Legal Status of EHR’s
•Medical records, such as physician orders, exam and test reports are legal
documents, which must be kept in unaltered form and authenticated by the creator.
•The individually defined Legal Health Record (LHR) for each healthcare provider
forms the basis for response to subpoenas and other legal processes that require
evidentiary use of the patient's 'medical record'.
•Digital signatures Most national and international standards accept electronic
signatures.
•According to the American Bar Association. "A signature authenticates a writing
by identifying the signer with the signed document.
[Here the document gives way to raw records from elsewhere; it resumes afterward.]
PR #6385, opened 2025-06-11
Migrate micrometer-core to jSpecify

shakuzen:
Migrates from our custom nullability annotations to the jSpecify nullability annotations.

See #5547

### DIFF
--- a/micrometer-core/src/main/java/io/micrometer/core/instrument/MeterRegistry.java
+++ b/micrometer-core/src/main/java/io/micrometer/core/instrument/MeterRegistry.java
@@ -30,7 +30,6 @@ import io.micrometer.core.instrument.search.MeterNotFoundException;
 import io.micrometer.core.instrument.search.RequiredSearch;
 import io.micrometer.core.instrument.search.Search;
 import io.micrometer.core.instrument.util.TimeUtils;
-import org.jspecify.annotations.NonNull;
 import org.jspecify.annotations.Nullable;
 
 import java.time.Duration;
--- a/micrometer-core/src/main/java/io/micrometer/core/instrument/Timer.java
+++ b/micrometer-core/src/main/java/io/micrometer/core/instrument/Timer.java
@@ -22,7 +22,6 @@ import io.micrometer.core.instrument.distribution.HistogramSupport;
 import io.micrometer.core.instrument.distribution.ValueAtPercentile;
 import io.micrometer.core.instrument.distribution.pause.PauseDetector;
 import io.micrometer.core.instrument.util.TimeUtils;
-import org.jspecify.annotations.NonNull;
 import org.jspecify.annotations.NullUnmarked;
 import org.jspecify.annotations.Nullable;
 


micrometer-core/src/main/java/io/micrometer/core/instrument/FunctionCounter.java
```diff
@@ -27,7 +27,7 @@
  */
 public interface FunctionCounter extends Meter {
 
-    static <T> Builder<T> builder(String name, @Nullable T obj, ToDoubleFunction<T> f) {
+    static <T> Builder<T> builder(String name, T obj, ToDoubleFunction<T> f) {
```
shakuzen, line 30: Changing this broke a number of callsites with NullAway errors. I was trying to align this with FunctionTimer and also it wasn't apparent how passing a null `obj` would actually be handled eventually (I didn't check the implementations to find out).

micrometer-core/src/main/java/io/micrometer/core/lang/NonNullFields.java
shakuzen, line 1: Separate from this PR, we can probably consider removing these. They've been deprecated for a while and generally are only intended for internal use.

micrometer-core/src/main/java/io/micrometer/core/instrument/util/package-info.java
```diff
@@ -14,8 +14,8 @@
  * limitations under the License.
  */
 @NonNullApi
-@NonNullFields
+@NullMarked
```
shakuzen, line 16: I haven't done the migration for `@NonNullApi` yet and can't do it automatically until the code compiles. It doesn't currently due to the NullAway errors.

micrometer-core/src/main/java/io/micrometer/core/instrument/search/MeterNotFoundException.java
```diff
@@ -88,8 +87,7 @@ private String nameDetail() {
             return NOT_OK + " No meter that matches the name predicate was found.";
         }
 
-        @Nullable
-        private List<String> tagDetail() {
+        @Nullable private List<String> tagDetail() {
```
shakuzen: The annotation didn't get moved to the right place for some reason.

micrometer-core/src/main/java/io/micrometer/core/instrument/FunctionCounter.java
jonatan-ivanov: I'm thinking if `@Nullable` makes sense here when `ToDoubleFunction` can accept null but since this is not marked `@Nullable` all the way down to the registry maybe we should do this first and see if there will be a use-case.

micrometer-core/src/main/java/io/micrometer/core/instrument/Meter.java
```diff
@@ -296,25 +298,25 @@ public Iterable<Tag> getTagsAsIterable() {
             return tags;
         }
 
+
```
jonatan-ivanov: I guess this was accidental, the formatter should remove it (as well as the others above and below).

micrometer-core/src/main/java/io/micrometer/core/instrument/Meter.java
```diff
@@ -89,6 +90,7 @@ enum Type {
      * @return return value from the applied function
      * @since 1.1.0
      */
+    @NullUnmarked // I can't figure out the magical combination that makes NullAway happy here
```
jonatan-ivanov: Let's get back to this once others are resolved so that there are no other moving parts?

micrometer-core/src/main/java/io/micrometer/core/instrument/binder/cache/CacheMeterBinder.java
```diff
@@ -35,7 +35,7 @@
  * @author Jon Schneider
  */
 @NonNullApi
```
jonatan-ivanov: Can we remove this (here and in other classes)?

micrometer-core/src/main/java/io/micrometer/core/instrument/binder/cache/CacheMeterBinder.java
```diff
@@ -35,7 +35,7 @@
...
-@NonNullFields
+@NullMarked
```
jonatan-ivanov, line 36: Shouldn't we do this in `package-info.java` and remove this (here and in other classes)?

micrometer-core/src/main/java/io/micrometer/core/instrument/binder/cache/CacheMeterBinder.java
jonatan-ivanov: Ah, ignore me: https://github.com/micrometer-metrics/micrometer/pull/6385#discussion_r2140484247

micrometer-core/src/main/java/io/micrometer/core/instrument/binder/cache/CacheMeterBinder.java
shakuzen: Yes, but that's adding nullability where it wasn't, which it'll probably be better (for sanity, if nothing else) to do in a separate change.

shakuzen: We should make sure all the package-info's have nullability annotations, but I was trying to avoid adding it to ones that didn't have it so we could focus the first round on just migrating the existing annotations.

micrometer-core/src/main/java/io/micrometer/core/instrument/FunctionCounter.java
shakuzen: I've got past this with marking the object as non-nullable. I think that makes sense from the perspective: why register a FunctionCounter with a null backing object? Might as well not call register in that case.

micrometer-core/src/main/java/io/micrometer/core/instrument/LongTaskTimer.java
```diff
@@ -67,8 +67,7 @@ static Builder builder(Timed timed) {
      * @return The return value of {@code f}.
      * @throws Exception Any exception bubbling up from the callable.
      */
-    @Nullable
-    default <T> T recordCallable(Callable<T> f) throws Exception {
+    default <T> @Nullable T recordCallable(Callable<T> f) throws Exception {
```
shakuzen: I'm not sure how to properly mark this. The return value nullability should be the same as the nullability of the `Callable` passed here, which may or may not be nullable.

micrometer-core/src/main/java/io/micrometer/core/instrument/MeterRegistry.java
```diff
@@ -69,7 +70,7 @@ public abstract class MeterRegistry {
     private static final WarnThenDebugLogger doubleRegistrationLogger = new WarnThenDebugLogger(MeterRegistry.class);
 
     // @formatter:off
-    private static final EnumMap<TimeUnit, String> BASE_TIME_UNIT_STRING_CACHE = Arrays.stream(TimeUnit.values())
+    private static final EnumMap<TimeUnit, @NonNull String> BASE_TIME_UNIT_STRING_CACHE = Arrays.stream(TimeUnit.values())
```
shakuzen: This was an attempt to get NullAway to understand that `get` on `EnumMap` does not return null, but it doesn't work - hence I had to suppress NullAway on `getBaseTimeUnitStr()`

micrometer-core/src/main/java/io/micrometer/core/instrument/MeterRegistry.java
```diff
@@ -517,8 +519,8 @@ public More more() {
      * @return The state object that was passed in so the registration can be done as part
      * of an assignment statement.
      */
-    @Nullable
-    public <T> T gauge(String name, Iterable<Tag> tags, @Nullable T stateObject, ToDoubleFunction<T> valueFunction) {
+    public <T> @Nullable T gauge(String name, Iterable<Tag> tags, @Nullable T stateObject,
```
shakuzen, line 524: Probably should be consistent with `Gauge` and `Function*` types. I'd vote for marking the state object as non-nullable for the reasons stated elsewhere: if the user knows the state object is nullable, they may as well not register a meter with it.

micrometer-core/src/main/java/io/micrometer/core/instrument/Timer.java
```diff
@@ -131,17 +132,18 @@ default void record(Duration duration) {
...
      * Executes the Supplier {@code f} and records the time taken.
      * @param f Function to execute and measure the execution time.
      * @return The return value of {@code f}.
      * @since 1.10.0
      */
+    // boolean cast to Boolean cast back to boolean can't be null
+    @SuppressWarnings("NullAway")
     default boolean record(BooleanSupplier f) {
-        return record((Supplier<Boolean>) f::getAsBoolean);
+        return record((Supplier<@NonNull Boolean>) f::getAsBoolean);
```
shakuzen: Adding `@NonNull` to the generic type here didn't make a difference, IIRC.

micrometer-core/src/main/java/io/micrometer/core/instrument/Timer.java
```diff
@@ -181,8 +189,7 @@ default double record(DoubleSupplier f) {
      * @return The return value of {@code f}.
      * @throws Exception Any exception bubbling up from the callable.
      */
-    @Nullable
-    <T> T recordCallable(Callable<T> f) throws Exception;
+    @Nullable <T> T recordCallable(Callable<T> f) throws Exception;
```
shakuzen: Wrong place for the annotation.

micrometer-core/src/main/java/io/micrometer/core/instrument/config/MeterRegistryConfigValidator.java
```diff
@@ -67,8 +68,8 @@ public static <M extends MeterRegistryConfig, T> Function<M, Validated<T>> check
         };
     }
 
-    public static <M extends MeterRegistryConfig, T> Function<M, Validated<T>> checkRequired(String property,
-            Function<M, T> getter) {
+    public static <M extends MeterRegistryConfig, T extends @Nullable Object> Function<M, Validated<T>> checkRequired(
```
shakuzen: This was an attempt to get rid of errors like the following:

```
implementations/micrometer-registry-azure-monitor/src/main/java/io/micrometer/azuremonitor/AzureMonitorConfig.java:72: error: [NullAway] referenced method returns @Nullable, but functional interface method java.util.function.Function.apply(T) returns @NonNull
                check("connectionString", AzureMonitorConfig::connectionString));
                                          ^
    (see http://t.uber.com/nullaway )
```

Some config methods will have a nullable return value; some won't. How do we mark that accordingly, or is this a limitation of what NullAway can understand?

micrometer-core/src/main/java/io/micrometer/core/instrument/distribution/AbstractTimeWindowHistogram.java
```diff
@@ -54,9 +55,11 @@ abstract class AbstractTimeWindowHistogram<T, U> implements Histogram {
     private volatile long lastRotateTimestampMillis;
 
     @SuppressWarnings({ "unused", "FieldCanBeLocal" })
-    private volatile int rotating; // 0 - not rotating, 1 - rotating
+    private volatile int rotating;
 
-    @Nullable
+    // 0 - not rotating, 1 - rotating
```
shakuzen: I don't know why this comment got moved to another line, but we should keep it the same as before.

micrometer-core/src/main/java/io/micrometer/core/instrument/distribution/TimeWindowMax.java
```diff
@@ -49,7 +50,8 @@ public class TimeWindowMax {
 
     @SuppressWarnings("ConstantConditions")
     public TimeWindowMax(Clock clock, DistributionStatisticConfig config) {
-        this(clock, config.getExpiry().toMillis(), config.getBufferLength());
+        this(clock, Objects.requireNonNull(config.getExpiry()).toMillis(),
+                Objects.requireNonNull(config.getBufferLength()));
```
shakuzen, line 54: It feels a bit silly to sprinkle these `Objects.requireNonNull` calls everywhere, which will throw a NPE like would have been thrown without it... I guess it makes it more clear from reading the code where that could happen, at least, but the result is the same.

micrometer-core/src/main/java/io/micrometer/core/instrument/observation/DefaultMeterObservationHandler.java
```diff
@@ -83,6 +83,8 @@ public void onStart(Observation.Context context) {
     }
 
     @Override
+    // TODO decide what to do about context.getName being Nullable
+    @SuppressWarnings("NullAway")
```
shakuzen, line 87: This is a problem where we're doing `Timer.builder(context.getName())` where the builder does not accept a null name - meters must have a non-null name. Ideally, a Context should always have a name. Perhaps we should have a default name when one isn't set?

shakuzen (commented):
Another review in the meantime. I still haven't managed to resolve all the NullAway errors to apply the migration of `@NonNullApi`

micrometer-core/src/test/java/io/micrometer/core/instrument/push/PushMeterRegistryTest.java
```diff
@@ -123,7 +127,9 @@ void doNotPublishAgainOnClose_whenScheduledPublishInProgress() throws Interrupte
         onClosePublishThread.join();
 
         assertThat(overlappingStepMeterRegistry.publishes).as("only one publish happened").hasSize(1);
-        Deque<Double> firstPublishValues = overlappingStepMeterRegistry.publishes.get(0);
+        // TODO: remove requireNonNull: https://github.com/uber/NullAway/issues/1219
+        Deque<Double> firstPublishValues = Objects.requireNonNull(overlappingStepMeterRegistry.publishes.get(0));
+        assertThat(firstPublishValues).isNotNull();
```
jonatan-ivanov, line 132: See https://github.com/micrometer-metrics/micrometer/issues/6399

micrometer-core/src/test/java/io/micrometer/core/instrument/push/PushMeterRegistryTest.java
```diff
@@ -185,7 +191,9 @@ void waitForScheduledPublishToFinish_whenClosedWhilePublishIsInProgress()
         closeThread.join();
 
         assertThat(registry.publishes).as("only one publish happened").hasSize(1);
-        Deque<Double> firstPublishValues = registry.publishes.get(0);
+        // TODO: remove requireNonNull: https://github.com/uber/NullAway/issues/1219
+        Deque<Double> firstPublishValues = Objects.requireNonNull(registry.publishes.get(0));
+        assertThat(firstPublishValues).isNotNull();
```
jonatan-ivanov, line 196: See https://github.com/micrometer-metrics/micrometer/issues/6399

micrometer-core/src/main/java/io/micrometer/core/instrument/FunctionCounter.java
jonatan-ivanov: Not sure if this is a good example:
```java
FunctionCounter.builder("test", Sensor.class, ignored -> Sensor.getCount());
```
vs.
```java
FunctionCounter.builder("test", null, ignored -> Sensor.getCount());
```
Nor this, does it make sense if the null-check is in the `ToDoubleFunction`?
```java
@Nullable String value = null; // let's pretend this is "monothonic" with howMany

Integer howMany(@Nullable String value) {
    return value != null ? Integer.valueOf(value) : 0;
}

FunctionCounter.builder("test", value, this::howMany);
```
Since `FunctionCounter.builder` does not have an overload when the object is missing like `Gauge.builder` has.


We have `NullGaugeSample` and `SimpleMeterRegistryTest` that are misusing this contract, maybe we should remove the first, I fixed the second.

Also, it's a bit weird that `MeterRegistry::newGauge(Meter.Id id, @Nullable T obj, ...)` is nullable but the builders are not. Though maybe it should be `@Nullable` since the `Gauge.builder` has an overload with only a supplier.
But regardless, we should make these Gauge-like components consistent, let's talk about this on our next meeting.

micrometer-core/src/main/java/io/micrometer/core/instrument/MeterRegistry.java
```diff
@@ -325,6 +325,8 @@ protected String getConventionName(Meter.Id id) {
      */
     protected abstract DistributionStatisticConfig defaultHistogramConfig();
 
+    // I don't know how to make NullAway understand the EnumMap can't return null
```
jonatan-ivanov: Should we create an issue?

shakuzen: Maybe. It's hard to tell sometimes what is intended behavior vs a bug vs a misunderstanding on my part with these things.

micrometer-core/src/main/java/io/micrometer/core/instrument/config/MeterRegistryConfigValidator.java
shakuzen: Perhaps this is the limitation described by https://github.com/uber/NullAway/issues/1075?

micrometer-core/src/main/java/io/micrometer/core/instrument/binder/system/ProcessorMetrics.java
```diff
@@ -158,8 +154,7 @@ private Method detectMethod(String name) {
         }
     }
 
-    @Nullable
-    private Class<?> getFirstClassFound(List<String> classNames) {
+    @Nullable private Class<?> getFirstClassFound(List<String> classNames) {
```
jonatan-ivanov:
```suggestion
    private @Nullable Class<?> getFirstClassFound(List<String> classNames) {
```

samples/micrometer-samples-core/src/main/java/io/micrometer/core/samples/NullGaugeSample.java
```diff
@@ -26,6 +26,7 @@
  */
 public class NullGaugeSample {
 
+    @SuppressWarnings("NullAway")
     public static void main(String[] args) {
```
jonatan-ivanov, line 30: Should we delete this whole class?

micrometer-core/src/main/java/io/micrometer/core/instrument/config/MeterRegistryConfigValidator.java
```diff
@@ -54,7 +56,7 @@ public static <M extends MeterRegistryConfig> Validated<?> checkAll(M config,
      * @return A function which, given a configuration instance, validates the property.
      */
     @SuppressWarnings("unchecked")
-    public static <M extends MeterRegistryConfig, T> Function<M, Validated<T>> check(String property,
+    @NullUnmarked public static <M extends @NonNull MeterRegistryConfig, T> Function<M, Validated<T>> check(@NonNull String property,
```
jonatan-ivanov, line 59: I found this as a workaround for the error we had.
I also tied to help the compiler with explicit types (refactoring lambdas to `Function<...>` variables) without much luck.

Also opened https://github.com/micrometer-metrics/micrometer/issues/6404

(Inlining `@NullUnmarked` seems to be an issue with the formatter.)

samples/micrometer-samples-core/src/main/java/io/micrometer/core/samples/NullGaugeSample.java
shakuzen: I don't have a strong opinion either way. I can see how it could be useful, but it's also a fact I've never once run the sample.

micrometer-core/src/main/java/io/micrometer/core/lang/NonNullFields.java
jonatan-ivanov: https://github.com/micrometer-metrics/micrometer/issues/6407

micrometer-core/src/main/java/io/micrometer/core/instrument/Meter.java
jonatan-ivanov: https://github.com/micrometer-metrics/micrometer/issues/6408

micrometer-core/src/main/java/io/micrometer/core/instrument/config/MeterRegistryConfigValidator.java
jonatan-ivanov: Also see: https://github.com/spring-io/spring-javaformat/issues/446

micrometer-core/src/main/java/io/micrometer/core/instrument/LongTaskTimer.java
jonatan-ivanov: We used `NullUnmarked` for `Observation`, I guess `Timer` has the same issue.

jonatan-ivanov: Maybe we can do this:
```java
default <T> @NullUnmarked T recordCallable(Callable<T> f) throws Exception { ... }
```
or maybe this? :|
```java
default <T extends @NullUnmarked Object> T recordCallable(Callable<T> f) throws Exception { ... }
```

micrometer-core/src/main/java/io/micrometer/core/instrument/Timer.java
jonatan-ivanov: Let's remove this because of `@SuppressWarnings("NullAway")` and file an issue with NullAway.

micrometer-core/src/main/java/io/micrometer/core/instrument/LongTaskTimer.java
shakuzen: I've update it to mark the return type as `@NullUnmarked`

micrometer-core/src/main/java/io/micrometer/core/instrument/FunctionCounter.java
shakuzen: Let's tackle that in a separate issue before M1 but after merging this PR. It will be more manageable and trackable to separate out these kinds of decisions rather than have them buried in this massive PR.

micrometer-core/src/main/java/io/micrometer/core/instrument/observation/DefaultMeterObservationHandler.java
shakuzen: Let's figure this out in a separate issue before M1, possibly when we migrate the observation modules

micrometer-core/src/main/java/io/micrometer/core/instrument/MeterRegistry.java
shakuzen: I've updated the comment. Maybe in the future there will be a way to specify what we want.

micrometer-core/src/main/java/io/micrometer/core/instrument/FunctionCounter.java
shakuzen: https://github.com/micrometer-metrics/micrometer/issues/6416

micrometer-core/src/main/java/io/micrometer/core/instrument/observation/DefaultMeterObservationHandler.java
shakuzen: https://github.com/micrometer-metrics/micrometer/issues/6417

micrometer-core/src/main/java/io/micrometer/core/instrument/docs/MeterDocumentation.java
```diff
@@ -105,7 +104,8 @@ default KeyName[] getAdditionalKeyNames() {
      * @return {@link MeterDocumentation} for which you don't want to create a default
      * metric documentation
      */
-    default Enum<?> overridesDefaultMetricFrom() {
+    // TODO should this be nullable?
+    default @Nullable Enum<?> overridesDefaultMetricFrom() {
         return null;
```
shakuzen, line 109: I wasn't really sure how this is used and marking it `@Nullable` is probably fine. We can follow-up if we want to change it.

When the signer makes a
mark in a distinctive manner, the writing becomes attributable to the signer.“
• With proper security software, electronic authentication is more difficult to falsify
than the handwritten doctor's signature.
•However, as the recent rise in identity theft demonstrates, no security
method can totally prevent fraud, so auditing information security will
continue to be prudent when using EMR.
Customization and Cost
Customization
•Pricing for Electronic Health Record (EHR) systems is highly dependent on each
practice's unique needs.
• Because every medical practice has distinct requirements, systems usually
need to be custom tailored.
•This is due to the majority of EHR systems being based on templates that are
initially general in scope.
• In many cases, these templates can then be customized in co-operation with the
vendor/developer to better fit a medical specialty, environment or other specified
needs.
Cost
•In a 2006 survey by the Medical Records Institute, lack of adequate funding was
cited by the 729 health care providers responding as the most significant barrier
to adopting electronic records.
• At the American Health Information Management Association conference in
October 2006, panelists estimated that purchasing and installing EHR will cost
over $32,000 per physician, and maintenance about $1,200 per month.
•Hidden costs may also include office workflow disruption during training or data
re-entry required by a new system, with fewer patient visits and less income.